As far as I know, does it have an antoginism effect with high potassium ca-mg-Bor and prevent its intake?

2-After putting the osmosis water into the aquarium during the water change, I should add a mi gh increaser.
Or should I set the gh to 5 in an external osmosis water tank and add it to the aquarium?


----------



## Hanuman (27 Apr 2022)

What about using CaSO4 and MgSO4? You probably are already adding K from your fertilizer.
It's advisable to remineralize the water prior adding it to the tank. This said I add directly CaSo4 in the tank because I really don't have space to store large amounts of water.
If you were to also add some dKH in that case premixing the water is probably a must.


----------



## MichaelJ (28 Apr 2022)

mrtank50 said:


> Hello to everyone.
> I use seachem equilibrium gh as a booster.
> 
> There are two issues that bother me about this. I will be glad if you help.
> ...



What @Hanuman says.   If you already took the plunge into remineralization with dry salts you might as well gain full control and do it cheaper than using Equilibrium.  The Ca and Mg parts of Equilibrium is  all Calcium Sulphate (CaSO4), and Magnesium Sulphate (MgSO4).  Thats the only compounds you need to remineralize for GH - the K, Fe and Mn that Equilibrium also adds,  you will (or should) get from your fertilizer regime.

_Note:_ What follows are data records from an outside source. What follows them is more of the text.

PR #2275, opened 2025-04-04
CMake updates

galabovaa:
Better paths 
Use of CMake variables more consistent 
Some clean up following more recent approaches in CMake


galabovaa:
WIP, needs more tests

PR #2276, opened 2025-04-04
Fixed the meson build failures in TestLpSolvers.cpp

jajhall:
Using file names local to the test fixed the meson build failures in TestLpSolvers.cpp, suggesting strongly that there is a delay in deleting these files in one test, so that after being overwritten by files in the next test, they are being deleted before they need to be used in that test.


galabovaa:
Great!

galabovaa (approved):

PR #2277, opened 2025-04-04
Fix docs by removing links to HighsInt

odow:


jajhall (approved):
Thanks

odow:
I don't know why it didn't skip it, like it does for all the other enums and constants... but this seemed to work for me locally.

Issue #2270, opened 2025-04-03
Bug in python callbacks user_solution and mip_solution


hlinsen:
- ` to_array` accessor of `readonly_ptr_wrapper` returns wrong values after the first one.

```
and solution[0] = 14.0
and solution[1] = 118.0
to_array(2) = [14.0, 1.7991808152773074e-307]
```
see https://github.com/ERGO-Code/HiGHS/blob/latest/examples/call_highs_from_python.py#L258

- user_solution is not fully integrated at the python layer
https://github.com/ERGO-Code/HiGHS/blob/latest/src/highspy/_core/cb.pyi#L28

mathgeekcoder:
FYI: I can reproduce, and I think I might know the fix.  Testing now.

mathgeekcoder:
@jajhall - the issue with `readonly_ptr_wrapper` is an easy (one line) fix, however the whole premise behind `readonly_ptr_wrapper` is a bit of a hack that becomes more obvious when trying to support `user_solution` and `cut_pool`.

Basically, since the callbacks are C style, there's some potential issues with memory safety.  I have a working solution to clean it all up... but has a minor breaking changes to the C API and highspy (removing to_array since no longer needed).  

I'll push a PR to your fix2270 branch, but happy to discuss/modify if you want to avoid breaking changes.

jajhall:
> Basically, since the callbacks are C style, there's some potential issues with memory safety. I have a working solution to clean it all up... but has a minor breaking changes to the C API and highspy (removing to_array since no longer needed).

Thanks. I wrote the callbacks C-style because it made it simpler to add them to the C API. Clearly it wasn't the best idea....

hlinsen:
> > Thanks. I wrote the callbacks C-style because it made it simpler to add them to the C API. Clearly it wasn't the best idea....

 If you're changing 60L you  need  to add ~6.4g of CaSO4 and ~4.5g of MgSO4 to reach ~5 GH with about the same Ca:Mg ratio as Equilibrium.  Just add it to the RO water and stir it up before adding it to the tank - it may be a bit hard to dissolve  in the container, but will eventually dissolve in the tank.

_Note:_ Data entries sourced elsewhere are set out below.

Issue #2283, opened 2025-04-07
CMake Error when trying to linstall HiGHS as LP solver in SCIP (`highs::highs` not found)


adbuerger:
Hello everyone,

I am putting this issue here since I think the problem might be related to HiGHS.

I am trying to build SCIP with HiGHS as LP solver. I followed the instructions at https://github.com/ERGO-Code/HiGHS to build HiGHS (1.10.0) which worked fine. Then, I followed the instructions given at https://scipopt.org/doc/html/md_INSTALL.php to build SCIP (9.2.1) with HiGHS as LP solver using the command 

```
cmake .. -DREADLINE=false -DIPOPT=false -DZIMPL=false -DLPS=highs -DHIGHS_DIR=/path/to/HiGHS-1.10.0/build
```

which fails with the following error:

```
CMake Error at scip/src/CMakeLists.txt:1069 (target_link_libraries):
  Target "libscip" links to:

    highs::highs

  but the target was not found.  Possible reasons include:

    * There is a typo in the target name.
    * A find_package call is missing for an IMPORTED target.
    * An ALIAS target is missing.



CMake Error at scip/src/CMakeLists.txt:1097 (target_link_libraries):
  Target "scip" links to:

    highs::highs

  but the target was not found.  Possible reasons include:

    * There is a typo in the target name.
    * A find_package call is missing for an IMPORTED target.
    * An ALIAS target is missing.

```

My experience with CMake is limited, but when looking at the contents of `HiGHS-1.10.0/build/highs-targets.cmake` I can see multiple items being called `highs::highshighs`. I suspect those should read `highs::highs` instead?

I would be very happy if you can let me know whether this is actually a bug or if I am just missing the right configuration. Thank you very much for your help and for your work on this great project!

jajhall:
Sounds strange, but maybe @galabovaa can shed some light on this

galabovaa:
Thank you @adbuerger, yes, this is a bug and I will add a test and fix for it for our upcoming release. 

In the meantime, linking with HiGHS from CMake works if you install HiGHS in a custom installation directory.

```
cmake -S. -B build -DCMAKE_INSTALL_PREFIX=/path/to/highs_install 
cmake --build build --parallel
cmake --install build
```

And then 

```
-DHIGHS_DIR=path_to_highs_install/lib/cmake/highs
```

Please let us know if this works!

adbuerger:
[...]

PR #2253, opened 2025-03-24
Include cmake bux fix

galabovaa:
closes https://github.com/ERGO-Code/HiGHS/issues/2250

PR #2286, opened 2025-04-08
CMake updates 

galabovaa:
Apologies for a rather large PR. Build system updates and a rename of the source directory.

Added several tests for linking with CMake in https://github.com/ERGO-Code/highs-tests

- CMake targets in build dir now works: closes https://github.com/ERGO-Code/HiGHS/issues/2283
- More relocatable package using BUILD_INTERFACE.. in CMake https://github.com/ERGO-Code/HiGHS/pull/2253
- long awaited rename of source dir from src/ to highs/ for better style and cleaner integration 
- src/test is now highs/test_kkt to avoid the test/ in gitignore for CMake FetchContent


jajhall (approved):
Only 452 files changed, but nothing that affects any of the source code files, so fine by me.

 The high potassium in isolation  won’t necessarily  hurt as such, it’s just grossly unnecessary and just adds to your tanks TDS which in turn is not exactly beneficial for your livestock.  In the past I’ve had my tanks at 80-100 ppm of potassium coming from my tap water due to the use of Potassium Chloride In our household water softener. It never caused any issues for my easy plants, but I didn’t like it due to the TDS increase, so I switched to 100% RO water.

Cheers,
Michael


----------



## Hanuman (28 Apr 2022)

MichaelJ said:


> If you're changing 60L you need to add ~6.4g of CaSO4 and ~4.5g of MgSO4 to reach ~5 GH with about the same Ca:Mg ratio as Equilibrium


That seems correct (see Dry Dosing column)


----------



## mrtank50 (28 Apr 2022)

Thank you very much guys. As usual, your rushed to help.

I will do what you say.

But there is a situation. I don't have calcium sulfate and magnesium sulfate on hand. I have calcium chloride and magnesium chloride on hand.
Will it harm the plants if I use them?

When I used Seachem Equbilirum, it gave 60 ppm potassium. And I was giving 8 ppm potassium 3 times a week. This translates to a total of 24 ppm of potassium per week.

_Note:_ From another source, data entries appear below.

PR #2289, opened 2025-04-11
Features doc mods

jajhall:
Added use of `Catch::getResultCapture().getCurrentTestName()` to make temporary files unique to unit test

Updated `FEATURES.md` and `docs/src/parallel.md`


jajhall:
NB @galabovaa I've reverted the change from `https://github.com/ERGO-Code/HiGHS/blob/master/src/Highs.h` to `https://github.com/ERGO-Code/HiGHS/blob/master/highs/Highs.h`  in `src/index.md` and `src/interfaces/cpp/library.md` so that the documenter CI test passes.

The change will have to be made again when we push `latest` to `master`

galabovaa (approved):

PR #2291, opened 2025-04-14
Reset global scheduler

galabovaa:
In binary and unit tests, valgrind warnings about HighsTaskExecutor cleared


jajhall (approved):
Great, thanks!

Issue #1423, opened 2023-09-21
Add feasibility jump...


jajhall:
... with reference to https://github.com/SINTEF/feasibilityjump

PR #2298, opened 2025-04-17
Fix 1423: Add Feasibility Jump

BenChampion:
Add the Feasibility Jump primal heuristic as per #1423

Testing across the MIP2017 benchmark set revealed a small (~1%) decrease in the shifted geometric mean running time (10s shift). [Note that these results exclude the two instances `momentum1` and `var-smallemery-m6j6`, due to some problems with running them via the testing infrastructure that we are investigating.]


galabovaa (approved):
Looks good to me!

jajhall (approved):
Quite a few changes unrelated to FJ that I feel I've made somewhere, but merging into the branch I'm working on yields minimal conflict, so I guess the changes I see _are_ the ones that I made!

So, looks good to me.

Where are the lines that @BenChampion mentioned I should look at?

highs/mip/feasibilityjump.hh
```diff
@@ -0,0 +1,775 @@
...
+
+struct FJStatus {
+  size_t totalEffort;
+  size_t effortSinceLastImprovement;
+  int numVars;
+  double solutionObjectiveValue;
+  double* solution;
+};
+
+double violationTolerance = 1.0e-5;
```
tosttost: either this can be const or we have a threading issue if HiGHS is used as a library and asked to solve several instances in parallel.

jajhall: Thanks. I guess it can be const, but if it's never changed, how it can it cause problems in a multi-threaded application?

tosttost: if it is not written to it is not an issue. I guess it's a matter of personal preference. I find it nice to let the compiler validate the assumption that it is not written to.
In this case the compiler disagrees due to HighsFeasibilityJump.cpp line 31 and 32.

jajhall: Thanks, I see the issue now. @galabovaa and @BenChampion , how can this most easily be fixed?

highs/lp_data/HighsInterface.cpp
```diff
@@ -3445,29 +3452,62 @@ bool Highs::infeasibleBoundsOk() {
...
-      // Semi-variables can have inconsistent bounds
+      // Semi-variables cannot have inconsistent bounds
       if (lp.integrality_[iCol] == HighsVarType::kSemiContinuous ||
           lp.integrality_[iCol] == HighsVarType::kSemiInteger)
         continue;
+      if (perform_inward_integer_rounding &&
+          lp.integrality_[iCol] == HighsVarType::kInteger) {
+        // Assess bounds after inward integer rounding
+        double integer_lower = std::ceil(lower);
+        double integer_upper = std::floor(upper);
```
fwesselm: Should a tolerance be used when bounds are rounded?

highs/mip/HighsFeasibilityJump.cpp
```diff
@@ -0,0 +1,155 @@
...
+
+    assert(model->integrality_[col] == HighsVarType::kContinuous ||
+           model->integrality_[col] == HighsVarType::kInteger ||
+           model->integrality_[col] == HighsVarType::kImplicitInteger);
+    external_feasibilityjump::VarType fjVarType;
+    if (model->integrality_[col] == HighsVarType::kContinuous) {
+      fjVarType = external_feasibilityjump::VarType::Continuous;
+    } else {
+      fjVarType = external_feasibilityjump::VarType::Integer;
+      lower = std::ceil(lower);
```
fwesselm: Should a tolerance be used when bounds are rounded?

highs/mip/feasibilityjump.hh
BenChampion: The easiest potential fix I see at the moment is to make `violationTolerance` a instance variable of `Problem`, `equalityTolerance` a instance variable of both `Problem` and `JumpMove`, and `eq` a member function of both `Problem` and `JumpMove`. Then we can pass both `violationTolerance`  and `equalityTolerance`  through the `FeasibilityJumpSolver` constructor to its `Problem` and `JumpMove` members.

It doesn't seem particularly elegant, but I think it would do the job?

galabovaa: Sounds alright to me, we need some way of keeping the values attached to the solver instances and this sounds OK

BenChampion: Cool, I've updated the PR. (I added an additional tolerance argument to `eq` meaning I don't have to make it a member function anywhere.)

highs/lp_data/HighsInterface.cpp
BenChampion: I defer to @jajhall here (and on the related comment [here](https://github.com/ERGO-Code/HiGHS/pull/2298#discussion_r2053677960))

BenChampion: After chatting with @jajhall in person, I've updated the PR for both cases.

galabovaa:
The failing valgrind test is new and will be fixed elsewhere

PR #2871, opened 2026-02-25
Fix failing HiPO CI tests

filikat:
We still had some CI tests using GKlib and Metis, which where fetching from the original repository. These are now failing due to small changes to their build system.

### DIFF
--- a/.github/workflows/hipo.yml
+++ b/.github/workflows/hipo.yml
@@ -14,24 +14,6 @@ jobs:
     steps:
       - uses: actions/checkout@v4
 
-      - name: Checkout metis overlay ports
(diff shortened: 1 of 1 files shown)


galabovaa:
Thank you, @filikat!

filikat:
I think the failure of the wheels is unrelated. It's failing in another PR as well.

galabovaa:
Yes, I just re-ran them and they are still failing, I will look into those separately

jajhall:
Can this be merged now, @galabovaa / @filikat ?

filikat:
I think so, the wheels test failures is unrelated. Maybe wait for @galabovaa to confirm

Seachem Balance = 60 ppm k

Fertilizer dose = 24 ppm

The total dose of k is 84 ppm. I think that's a high dose.


----------



## Hanuman (28 Apr 2022)

mrtank50 said:


> But there is a situation. I don't have calcium sulfate and magnesium sulfate on hand. I have calcium chloride and magnesium chloride on hand.
> Will it harm the plants if I use them?


It's adding quite a bit of chloride. I am not qualified to answer on whether it will harm the plants or not at those levels so better let the experts answer on this. Below is the dosing in case you need it.


----------



## mrtank50 (28 Apr 2022)

Hanuman said:


> That seems correct (see Dry Dosing column)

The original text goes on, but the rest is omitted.